Just so. You've hit it on the head.


>It's only a hell of our own making if we decide it to be so

You already have. It's done. Past-tense. You've decided that The Way I Feel is reason enough to do things that you know to be morally wrong.
>>
>>48103966
I guess we're (mostly) in agreement, then.

>You cannot cause a mutation which would exhibit the trait you want immediately, simply by selective breeding.
I never said anything about immediately, only about selecting for traits similar to what you want.

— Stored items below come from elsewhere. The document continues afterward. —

PR #893, opened 2023-07-13
jv-read-from-file-solution

literandltx:


literandltx:
Have a question, how correct declare a variable? In the last commit, you can see exactly which announcement it is about.
If do not change "mvn clean package" would fail build.

PR #1650, opened 2026-04-26
firt solution

Viodon:


src/main/java/core/basesyntax/FileWork.java
```diff
@@ -1,8 +1,45 @@
...
+import java.io.File;
+import java.io.FileReader;
+import java.io.IOException;
+import java.util.Arrays;
+
 public class FileWork {
     public String[] readFromFile(String fileName) {
-        //write your code here
-        return null;
+        File file = new File(fileName);
```
Elena-Bruyako, line 11: you don't need to create new File

src/main/java/core/basesyntax/FileWork.java
```diff
@@ -1,8 +1,45 @@
...
+        StringBuilder stringBuilder = new StringBuilder();
+        try {
+            BufferedReader reader = new BufferedReader(new FileReader(file));
```
Elena-Bruyako, line 14: yse try with resources with BufferedReader or other classes that implements AutoCloseable

src/main/java/core/basesyntax/FileWork.java
```diff
@@ -1,8 +1,45 @@
...
+                data[i] = data[i].replaceAll("[\\p{Punct}]+$", "");
+                counterW++;
+            }
+        }
+        if (counterW == 0) {
+            return new String[0];
+        }
+        String[] result = new String[counterW];
+        for (String world: data) {
+            if (world.startsWith("w")) {
```
Elena-Bruyako, line 37: create constant for symbols 
`private static final String STARTING_LETTER = "w";`

Elena-Bruyako (changes requested):
see comments

PR #6554, opened 2023-06-15
Fixing silver price calculation

aetherplex:
Might be easier for one of the Llamas to make this change since it looks like my formatting is making it hard to see the diff. Just need to change `grams: 1,` to `grams: ozToGrams` because I've since realised the silver price is returned in ounces not grams, which is inflating our TVL. Line 22 of `projects/meld-gold/index.js`


llamatester:
The adapter at projects/meld-gold exports TVL: 
        
 
 
    algorand                  333.15 k
    
    total                    333.15 k

PR #6716, opened 2023-07-04
readd cornucopias and update cardano

eserilev:
Hello, My name is Bill and I work for chainport

There have been some issues with TVL on defillama that have severly impacted the way people view our breidge New clients think we only have $9 million in TVL when in fact we have well over $100 million in TVL. This impacts our business as it makes us seem like a much smaller bridge than we actually are.

The main discrepancy is because you stopped tracking Cornucopias token and the OBI token

Cornucopias is one of our longest partners, they initially bridged their whole market cap from ETH to BNB using the Chainport bridge. They then decided to move half of their token volume from BNB to Cardano. Our bridge has minting permissions on both BNB and Cardano for their token, AND their native tokens are still locked on our bridge on ETHEREUM. I dont understand why you guys decided to comment out the COPI token from this adapter, and this merge request should rectify this issue.

There is a similar issue for the OBI token, though it is much less in terms of TVL

I also added our relevant cardano bridge addresses to this PR

### DIFF
--- a/projects/chainport/index.js
+++ b/projects/chainport/index.js
@@ -39,8 +39,8 @@ const config = {
         ADDRESSES.ethereum.BUSD,
         "0x8B3870Df408fF4D7C3A26DF852D41034eDa11d81",
         "0x0000000DE40dfa9B17854cBC7869D80f9F98D823",
-        // "0x42Baf1f659D765C65ADE5BB7E08eb2C680360d9d", //CORNOPIA 
-        // "0xBb3A8FD6Ec4bF0FDc6Cd2739b1e41192D12B1873", OBI 
+        "0x42Baf1f659D765C65ADE5BB7E08eb2C680360d9d", // CORNUCOPIAS 
+        "0xBb3A8FD6Ec4bF0FDc6Cd2739b1e41192D12B1873", // OBI 
         "0x3496B523e5C00a4b4150D6721320CdDb234c3079",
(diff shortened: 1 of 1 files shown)


llamatester:
The adapter at projects/chainport exports TVL: 
        
 
 
    cardano                   43.69 k
    bsc                       668.20 k
    ethereum                  126.59 M
    fantom                    27.967475911891253
    polygon                   2.77 k
    
    total                    127.30 M

eserilev:
@g1nt0ki hi, this is Bill. we spoke on Twitter regarding Chainports TVL on Cardano. Please see my comments above

0xngmi:
The change you are suggesting would count 114.20 M in TVL coming from copi (which would be ~90% of your TVL), however COPI's marketcap is only 23M according to https://www.coingecko.com/en/coins/cornucopias, so what you'd be counting as TVL would be the whole supply of COPI, including all coins that are locked. This goes against one of the core rules of our methodology, which you can find on https://docs.llama.fi/list-your-project/readme:
> We don't count any tokens that are not circulating or are yet to be issued

We also apply the same methodology to cross-chain tokens on multichain, where when the whole supply is bridged we cap what is counted as TVL, and for axelar, another bridge protocol, we don't count AXL, which is also a cross-chain token and would make up the majority of their TVL, so the same methodology is applied to all protocols on defillama. If you spot a protocol where we're not applying this methodology please let us know and we'll fix it.

PR #6725, opened 2023-07-05
marinade.finance: Show in native SOL

aankor:
Marinade.finance showed tokens distributed between native SOL and wSOL tokens because of a combination of using the sumTokens2 function counting native SOL balance as wSOL token on solana and custom balance entry using the plain solana key. This change will remove sumTokens2 usage and all balances will be summed into a single solana balance to show 100% TVL as a native solana token


llamatester:
        
 
 
    solana                    124.02 M
    
    total                    124.02 M

PR #6824, opened 2023-07-17
feat: add gauge staked lp token for crv pools

camolezi:
Context: HaloFi CRV pools stake the LP token during ongoing games. These pools were not accounted for in the DeFiLlama TVL calculation. The HaloFi API now returns the address of the gauge LP token for Curve pools that support gauge staking.

This is a small PR that incorporates the staked LP token in the TVL calculation.


llamatester:
The adapter at projects/good-ghosting exports TVL: 
        
 
 
    polygon                   112.91 k
    celo                      313.54 k
    
    total                    426.45 k

PR #6921, opened 2023-07-27
Fix tvl double subtract bug

Schwartz10:
Hi! We had a unknown bug occur on the DeFiLlama TVL because our server-side miner collaterals was already subtracting issued FIL, and the Adapter here then subtracts that issued FIL value _again_, so our TVL was showing up far too low.

You can see from our website that the numbers now align: https://glif.io


llamatester:
        
 
 
    filecoin                  12.77 M
    
    total                    12.77 M

PR #6965, opened 2023-08-01
Add Sobal to `Base` (Coinbase) network

joehquak:
This PR adds an additional network to an already existing listing for `Sobal`

Network added: `base`

Please could we also update our logo to: `https://github.com/Sobal/media/blob/main/logo/400px/png/logo-square-normal-400.png?raw=true`

Thank you!


joehquak:
Info missing while subgraph is building data, this is expected

PR #6995, opened 2023-08-02
Add Neutron TVL to Mars protocol

elfedy:
Add Neutron TVL (Red Bank only) using the same methodology as Osmosis for the Red Bank (Token balances as a good approximation of deposits - borrows).


llamatester:
        
 
 
    terra                     0
    neutron                   111.99 k
    osmosis                   8.44 M
    
    total                    8.55 M

PR #7325, opened 2023-08-30
Fix overidden asset quantity

anhtv-teko:


llamatester:
The adapter at projects/danogo exports TVL: 
        
 
 
    cardano                   435.51 k
    
    total                    435.51 k

PR #7331, opened 2023-08-30
Update subgraph url for term-finance

robotoer:
Updates subgraph URL to maintained term-finance graph node


llamatester:
The adapter at projects/term-finance exports TVL: 
        
 
 
    ethereum                  979.05 k
    
    total                    979.05 k

PR #7553, opened 2023-09-25
Add StakeStone TVL

luoyhang003:

TVL of StakeStone includes all ethers deposited by the users. It can be calculated as the sum of unallocated assets in the vault and deployed assets in the strategies.

##### Github org/user (Optional, if your code is open source, we can track activity): stakestone


llamatester:
The adapter at projects/stakestone exports TVL: 
        
 
 
    ethereum                  487.74 k
    
    total                    487.74 k

PR #7558, opened 2023-09-25
fix: tholgar TVL now counts redeemed AURA/CVX

0xtekgrinder:
Update Tholgar TVL as it was too big compared to the actual value because it counted the amount  of cvx / aura being redemed.


llamatester:
The adapter at projects/tholgar exports TVL: 
        
 
 
    ethereum                  10.27 k
    
    total                    10.27 k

>And that's what we're talking about.
>We would have only machines to do our bidding.
Then whats the point of existing?
Existing solely in perfect VR is not the same thing as discarding mortal flesh in exchange for the artificial.

>That's their decision.
But it's not, nor should it be.
If you knew beforehand that your child would be born with Downs, and had the option to cure it, it would be wrong to not do so.
If your child would be born baseline when you had the option to augment it, and being born baseline is a similar disadvantage as having downs is to baselines, then it would also be wrong to do so.
>>
>>48104003
>You've decided that The Way I Feel is reason enough to do things that you know to be morally wrong.
But if I don't think them to be morally wrong, how can I know them to be morally wrong?
>>
>>48104033
>only about selecting for traits similar to what you want.
Yes, but that's my point, you could potentially select traits over countless generations to maximize the function of our existing cortexes in our brain, but at the absolute minimum half of the intelligence would still be down to other factors.
Doing this however you could not just make the jump that lead from average ape brains to human brains for example, because entire new areas of brain appeared.
You can modify a trait with selective breeding (as far as it's hereditary) but you can't introduce new traits with selective breeding.

>Existing solely in perfect VR is not the same thing as discarding mortal flesh in exchange for the artificial.
It's pretty damn similar though.
Everything you experience through the artificial flesh would essentially be a VR, since the input would have to be adapted to suit your sensory abilities.

>and being born baseline is a similar disadvantage as having downs is to baselines,
Yeah but this is the part that isn't absolutely clear yet.
If it actually is that way, then i agree with you.

Either way, the world as it is in Eclipse Phase is what i see as the absolute perfect future for mankind.
VRs, reasonable post scarcity, theoretical immortality, body and mind augmentation in vivo.
And the proportions between plebs and intelligent people remains roughly the same, and yet everyone has a better life.

Because as soon as immortality becomes available either through mind upload or through genetic engineering, it will also be immediately possible to fix the downsides that would happen if current people suddenly became immortal. Either through technical upgrades in the first case or through biological upgrades in the second.


And i think that's my final word on the topic.
Imma nap. Gnight.
>>
>>48103825
>>48103911
>If that's the case, things never improve.
Which is coincidentally also what happens if you never give a next generation the chance to improve things.

If you ask anyone on the planet no matter how sick or anything whether they would prefer to be dead instead, the overwhelming majority would say no, they would prefer to live, even if things could be better.

But i really gotta rest now.
>>
I played DXMD and now I think I'm super smart you guys
>>
>>48103762
Dunno, I kind of like existing. Given the choice, I would rather exist than not.
>>
>>48104274
And I'm sure given the chance a heroin addict would rather shoot up than not. This doesn't make it good.